Practical Compliance Checklist to Reduce Fine Risk
A business subject to KVKK should take the following steps:
- Prepare a detailed personal data processing inventory.
- Identify data categories, data subject groups, legal bases, transfer recipients, and retention periods.
- Prepare accurate and activity-specific privacy notices.
- Separate explicit consent from privacy notices.
- Review special categories of personal data separately.
- Implement technical and organizational security measures.
- Review vendor contracts and data processing agreements.
- Map cross-border transfers and implement Article 9 mechanisms.
- Notify standard contracts within five business days after signature.
- Assess VERBIS registration and update obligations.
- Establish data subject request procedures.
- Respond to requests within thirty days.
- Prepare breach response procedures.
- Train employees regularly.
- Keep evidence of compliance actions.
- Review cookie and marketing consent practices.
- Define data retention and deletion periods.
- Conduct periodic audits.
- Implement Board decisions within the legal period.
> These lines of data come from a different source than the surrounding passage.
PR #1424, opened 2026-09-01
Fix blurry doubled text in the command prompt autocomplete hint

pcottle:
The grey inline suggestion in #shadow contained the *entire* command line (typed characters + suggested remainder) and was painted on top of the real prompt text at 40% opacity, one pixel to the right of it (left: 21px vs p.command's margin-left: 20px). Every character the user had already typed was therefore drawn twice with a 1px horizontal offset, which reads as subtly blurry text -- and it disappears as soon as the input stops matching a command (e.g. once you type arguments after `git commit`), which is exactly the reported symptom.

Two related problems in the same overlay:

- The typed text was inserted with innerHTML while the real prompt escapes it, so anything before a ';' (e.g. `<b>x</b>; git comm`) rendered as markup in the hint, shifting the ghost text out of alignment and putting user-controlled markup into the DOM.
- #shadow did not wrap like p.command (which gets word-wrap: break-word from the generic `p` rule), so a command line long enough to wrap smeared the whole hint across the last visual line and overflowed the bar.

Now the hint renders the typed part in a visibility: hidden span -- it still takes up space so the remainder lands in the right spot, but nothing is painted over the real text -- and the remainder in a visible one, both via textContent. #shadow is aligned and wrapped to match p.command exactly.

Claude-Session: https://claude.ai/code/session_017FgUroE5ouv2N9EkEitzX7

### DIFF
--- a/src/js/views/commandViews.js
+++ b/src/js/views/commandViews.js
@@ -54,6 +54,46 @@ function longestCommonPrefix(strings) {
   return prefix;
 }
 
+/**
+ * The prompt renders spaces as non-breaking so that the fake cursor lines up
+ * with the real characters; the hint has to do the same or the two get out
+ * of sync.
+ */
+function shadowSafeText(text) {
+  return text.replace(/ /g, '\u00a0').replace(/\n/g, '');
+}
+
+/**
+ * Render the grey inline autocomplete hint into #shadow.
+ *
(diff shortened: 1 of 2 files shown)


pcottle:
Screenshot 2026-09-01 at 4 23 47 PM
I wasnt wrong!

PR #1427, opened 2026-09-02
refactor: simplify CommandPromptView key handling and fix 3 bugs

bitbad1024:
Extracted constants:
- KEY_TAB (9), KEY_BACKSPACE (8), KEY_U (85), KEY_W (87)

Bug fixes:
- Fix onKeyUp calling onKeyDown 2-3x per keystroke, causing triple DOM reflow and noticeable keystroke latency. Replaced with direct shadow-hint + prompt sync.
- Fix allCommandsSorted duplicating 'levels' (indexOf > 0 should be === -1).
- Fix Ctrl+W / Alt+Backspace computing lastSpaceIndex from trimmed string but slicing the original, producing wrong indices. Replaced with a two-pointer backward scan.

Structural improvements:
- Extract splitCommands() as single source of truth for ';' parsing.
- Cache shadowEl in initialize instead of per-keystroke querySelector.
- Extract _updateShadowHint(), _handleTab(), _handleDeleteWord(), _setPromptHTML() to flatten nested logic.
- updatePrompt replaces if/else if/else with 3 early returns.
- Classify key once upfront in onKeyDown, dispatch flat.
- onKeyUp keyToFuncMap uses arrow functions instead of .bind(this).

All 366 existing tests pass.

### DIFF
--- a/src/js/views/commandViews.js
+++ b/src/js/views/commandViews.js
@@ -31,10 +31,14 @@ const autoCompleteSuggestionOrder = [
 ];
 
 const allCommandsSorted = autoCompleteSuggestionOrder.concat(
-  // add the rest that aren't in the list above
-  allCommands.map(command => autoCompleteSuggestionOrder.indexOf(command) > 0 ? null : command)
-  .filter(command => !!command)
+  allCommands.filter(command => autoCompleteSuggestionOrder.indexOf(command) === -1)
 );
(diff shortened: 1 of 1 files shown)


pcottle:
Nice work, yeah this logic is getting complex so glad its in a bit better shape now

PR #1433, opened 2026-09-07
Externalize remaining hardcoded UI strings into intl

ranjithrajv:
Most user-facing text already goes through `intl.str()`, but a tail of strings did not — so they could never be translated, and `gulp lintStrings` could not see them. This moves that tail into `strings.js`.

### What changed

- **3 helper-bar tooltips** in `MainHelperBarView.jsx` ("Show commands", "Show available languages", "Follow me on Threads") — the only untranslated text in the main UI chrome.
- **6 hardcoded `msg:` literals** in git and sandbox command handlers (bad numeric argument, `reset solved` warning, alias set/removed, rollup, level-open failure).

- Seek legal support immediately after receiving an Authority request or Board decision.
Conclusion
Administrative fines and legal remedies under KVKK are central to the Turkish data protection enforcement system. Article 18 provides substantial administrative fines for failure to inform, data security violations, failure to comply with Board decisions, VERBIS violations, and failure to notify standard contracts under Article 9/5. As of 2026, the highest fine categories may reach TRY 17,092,242, making KVKK compliance a serious financial and operational risk for businesses.
Legal remedies under KVKK operate on several levels. Data subjects may apply to the data controller, complain to the Board after exhausting the controller application route, and claim compensation under general provisions. The Board may conduct investigations, order corrective measures, impose administrative fines, publish resolutions, and stop processing or foreign transfers in serious cases. Administrative fines imposed by the Board may now be challenged before administrative courts.
For companies operating in Turkey, the best strategy is prevention. A business that maintains proper privacy notices, strong security measures, accurate VERBIS records, lawful transfer mechanisms, vendor controls, data retention policies, breach response procedures, and documented compliance evidence will be better positioned both to avoid fines and to defend itself if an investigation occurs.
KVKK compliance should therefore be treated as an ongoing governance process, not a one-time documentation exercise. In a regulatory environment where fines are increasing and data protection awareness is growing, businesses that invest in privacy compliance protect not only personal data but also their commercial reputation, legal security, and long-term operational stability in Turkey.